|Not a big horse needle like this.|
I probably will not this year because I have no transportation anyplace anymore--have not been out for eight months.
And it seems pretty often, the strains of flu in the shot don't match what turns up and the protection--never total--is sketchy. (I also had two pneumonia shots and got it.)
A primary care physician at Penn State Hershey Medical Group, Jay Zimmermann, MD, says it looks like the choice of strains this year is good, but the shot may offer protection no matter what strains are in it.
It could make the flu less horrible if you do get it.
The vaccine causes you to generate antibodies--if they are the same ones as the strain you are exposed to, the body responds more quickly and vigorously.
But you will still get antibodies without a strain match--and more if you get the shot every year.
As for whether the vaccine "makes" you get the flu--Zimmermann says you are more likely to get it from someone in his waiting room than the shot.
The injection form is a dead virus--recommended for people 6 mos and up.
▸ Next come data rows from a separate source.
PR #114, opened 2023-04-19
Add command line args to Android builds.

at-ninja:
This uses [Intent extras](https://developer.android.com/reference/android/content/Intent#getExtras()) to allow the Android application to be started over ADB with additional arguments.

For example:
```sh
adb shell am start -n com.google.bigwheels/.MainActivity -e arguments "--help"
```

### DIFF
--- a/src/android/MainActivity.java
+++ b/src/android/MainActivity.java
@@ -1,8 +1,27 @@
 package com.google.bigwheels;
 
+import android.content.Intent;
+import android.os.Bundle;
 import android.view.View;
 import com.google.androidgamesdk.GameActivity;
 
 public class MainActivity extends GameActivity {
   static { System.loadLibrary(BuildConfig.sample_library_name); }
+
+  private String[] getArgsFromIntent(Intent intent) {
+    String argString = intent.getStringExtra("arguments");
+    if (argString != null) {
+      return argString.split("\\s+");
+    }
+    return new String[0];
+  }
+
+  public String[] constructCmdLineArgs() {
+    String[] intentArgs = getArgsFromIntent(getIntent());
+    String[] args = new String[intentArgs.length + 1];
+    // The first argument is the application name, and is ignored by the parser.
+    args[0] = getTitle().toString();
+    System.arraycopy(intentArgs, 0, args, 1, intentArgs.length);
+    return args;
+  }
 }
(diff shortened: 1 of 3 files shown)


src/android/main.cpp
```diff
@@ -54,8 +58,31 @@ extern "C"
             }
 
             if (IsVulkanReady()) {
-                VulkanDrawFrame();
+                std::vector<char*> args;
+                args.reserve(cmdArgs.size());
+                for (std::string& arg : cmdArgs) {
+                    args.push_back(const_cast<char*>(arg.c_str()));
```
Keenuts, line 64: This relies on a few assumptions:
 - nativeSetCommandLineArgs is called once (otherwise pointers passed to main are now invalid)
 - this gets called after nativeSetCommandLineArgs.
 
 Are we sure that's the case? What happens when the activity gets destroyed and recreated, or just suspended (screen lock, rotation, etc).
 
 Is there a way to do it the other way around, have the native code calls an activity method returning the arguments?
 This way you'd get a copy of the arguments to pass down, and avoid this global vector which is modified and read in different locations.

src/android/MainActivity.java
```diff
@@ -1,8 +1,31 @@
...
 public class MainActivity extends GameActivity {
   static { System.loadLibrary(BuildConfig.sample_library_name); }
+
+  @Override
+  protected void onCreate(Bundle savedState) {
+    super.onCreate(savedState);
+
+    String[] intentArgs = getArgsFromIntent(getIntent());
+    String[] args = new String[intentArgs.length + 1];
+    args[0] = ""; // The first argument is ignored by the argument parser.
```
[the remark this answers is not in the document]
at-ninja: Done. Thanks for the suggestion.

src/android/main.cpp
at-ninja: Done. This adds a lot of JNI boilerplate, but the flow makes more sense.

apazylbe:
I am new to the project, but [Contributing page](https://github.com/google/bigwheels/blob/main/CONTRIBUTING.md#for-developers-contributing-a-patch) recommends adding new commits, instead of amending, so that it's easier to see what has changed.

apazylbe (approved):

Keenuts:
Thanks for fixing! Sorry you had to go through JNI calls, always horrible to witness 😅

The nasal mist form is a weakened virus--not for people with immunity issues.
Over age 50, people are told to get a superduper strong shot. I have all sorts of medication issues, and I have had this strong one without incident, but it makes me nervous.
Also I heard that right now they may be injecting last year's--not sure on that one--ask!
So it's up to you... I probably jinxed myself just writing this. By the way, would you take medical advice from a person who believes in jinxes?